Task details =
Only the lines holding "page" are wanted here; copy each from the listing.

Extracted records =
=== Section Start ===
PR #821, opened 2022-06-09
[BUGFIX] Fix various issues in page view and search

dvoracek-slub:
See intranet page.

The main open issue is that currently, all search results (up to 10000) are fetched and processed in `findSolrByCollection`. An option would be to implement `QueryResultInterface`.


dvoracek-slub:
Update: For season splits, the commit "Fix calendar: Collect all years for rendering" only worked when `showEmptyMonths = 0`. This is now improved/fixed.

sebastian-meyer (approved):

PR #826, opened 2022-07-05
[FEATURE] Add transformation to METS if transformation file is passed in parameter

beatrycze-volk:
This PR provides possibility to pass document which is not METS document but should be transformed to METS with given XSLT transformation.

This change demands adjustment in slub_digitalcollections: https://github.com/slub/slub_digitalcollections/pull/44


sebastian-meyer:
I won't merge this for now, because I still hope, that the XSLT transformation will be done by the repository. Ideally, this should not be part of the DFG-Viewer or Kitodo.Presentation.

sebastian-meyer:
Closing this since the feature is no longer needed.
=== Section End ===
Output =
[BUGFIX] Fix various issues in page view and search
See intranet page.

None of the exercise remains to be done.